=== Section Start ===

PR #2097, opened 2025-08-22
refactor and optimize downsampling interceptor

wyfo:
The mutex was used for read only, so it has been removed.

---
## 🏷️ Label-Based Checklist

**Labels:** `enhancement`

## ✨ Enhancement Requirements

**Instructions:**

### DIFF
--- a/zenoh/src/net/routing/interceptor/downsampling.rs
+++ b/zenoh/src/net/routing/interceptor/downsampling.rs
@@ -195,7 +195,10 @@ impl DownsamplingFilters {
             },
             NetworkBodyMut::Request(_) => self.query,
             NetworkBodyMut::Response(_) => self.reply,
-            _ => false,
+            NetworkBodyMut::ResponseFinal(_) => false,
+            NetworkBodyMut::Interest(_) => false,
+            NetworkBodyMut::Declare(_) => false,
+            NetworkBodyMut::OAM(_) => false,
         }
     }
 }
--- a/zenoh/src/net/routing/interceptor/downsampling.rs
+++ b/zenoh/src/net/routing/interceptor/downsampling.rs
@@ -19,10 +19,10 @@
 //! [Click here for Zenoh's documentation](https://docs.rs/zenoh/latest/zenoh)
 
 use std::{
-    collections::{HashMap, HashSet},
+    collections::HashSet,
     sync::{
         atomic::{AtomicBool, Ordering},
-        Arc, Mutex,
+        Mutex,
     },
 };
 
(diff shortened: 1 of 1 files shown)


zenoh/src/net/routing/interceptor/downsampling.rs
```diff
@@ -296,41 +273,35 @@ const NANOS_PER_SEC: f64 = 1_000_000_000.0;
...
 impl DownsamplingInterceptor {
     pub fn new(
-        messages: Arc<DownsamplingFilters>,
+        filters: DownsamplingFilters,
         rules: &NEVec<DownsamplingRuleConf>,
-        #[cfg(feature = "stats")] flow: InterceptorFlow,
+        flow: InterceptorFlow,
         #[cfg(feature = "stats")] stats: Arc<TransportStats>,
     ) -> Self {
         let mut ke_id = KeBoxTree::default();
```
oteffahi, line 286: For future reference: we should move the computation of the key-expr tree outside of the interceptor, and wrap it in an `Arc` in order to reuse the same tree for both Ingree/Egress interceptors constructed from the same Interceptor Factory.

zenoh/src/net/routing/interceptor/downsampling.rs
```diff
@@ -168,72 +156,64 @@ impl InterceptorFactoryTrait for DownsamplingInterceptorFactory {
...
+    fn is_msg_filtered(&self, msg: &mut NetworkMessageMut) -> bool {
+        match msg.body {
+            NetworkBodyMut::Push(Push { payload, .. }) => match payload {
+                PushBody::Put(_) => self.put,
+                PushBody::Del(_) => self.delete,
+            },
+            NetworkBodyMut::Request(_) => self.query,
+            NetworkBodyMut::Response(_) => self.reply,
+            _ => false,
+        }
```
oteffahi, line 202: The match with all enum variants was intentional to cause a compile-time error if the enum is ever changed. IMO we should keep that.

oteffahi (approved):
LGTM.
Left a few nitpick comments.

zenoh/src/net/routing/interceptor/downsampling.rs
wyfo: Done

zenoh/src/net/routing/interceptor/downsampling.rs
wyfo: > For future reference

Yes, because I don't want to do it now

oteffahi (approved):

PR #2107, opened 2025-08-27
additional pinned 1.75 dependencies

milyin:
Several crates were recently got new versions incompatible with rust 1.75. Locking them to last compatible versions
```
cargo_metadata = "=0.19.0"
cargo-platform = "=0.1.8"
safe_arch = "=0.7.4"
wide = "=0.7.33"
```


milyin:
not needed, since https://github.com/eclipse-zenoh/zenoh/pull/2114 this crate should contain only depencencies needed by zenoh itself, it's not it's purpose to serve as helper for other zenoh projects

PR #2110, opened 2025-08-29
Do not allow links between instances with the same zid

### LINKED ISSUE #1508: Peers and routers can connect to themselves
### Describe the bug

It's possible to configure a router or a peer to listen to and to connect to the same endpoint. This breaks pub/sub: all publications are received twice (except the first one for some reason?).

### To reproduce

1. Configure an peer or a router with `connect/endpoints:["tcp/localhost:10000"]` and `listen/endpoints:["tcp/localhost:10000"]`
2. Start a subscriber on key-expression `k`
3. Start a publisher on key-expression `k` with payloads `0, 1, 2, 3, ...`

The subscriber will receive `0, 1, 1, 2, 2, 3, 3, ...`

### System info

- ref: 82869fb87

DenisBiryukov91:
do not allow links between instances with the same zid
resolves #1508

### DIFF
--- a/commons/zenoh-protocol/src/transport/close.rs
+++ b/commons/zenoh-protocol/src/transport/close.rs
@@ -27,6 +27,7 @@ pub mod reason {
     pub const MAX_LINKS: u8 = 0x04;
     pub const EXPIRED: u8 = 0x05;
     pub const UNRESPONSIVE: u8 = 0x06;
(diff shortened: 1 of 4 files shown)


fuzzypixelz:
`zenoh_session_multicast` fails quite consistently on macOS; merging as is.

=== Section End ===

**Task prompt**
Among the records, find every line holding the word "only" and copy it.

**Expected answer**
The mutex was used for read only, so it has been removed.
not needed, since https://github.com/eclipse-zenoh/zenoh/pull/2114 this crate should contain only depencencies needed by zenoh itself, it's not it's purpose to serve as helper for other zenoh projects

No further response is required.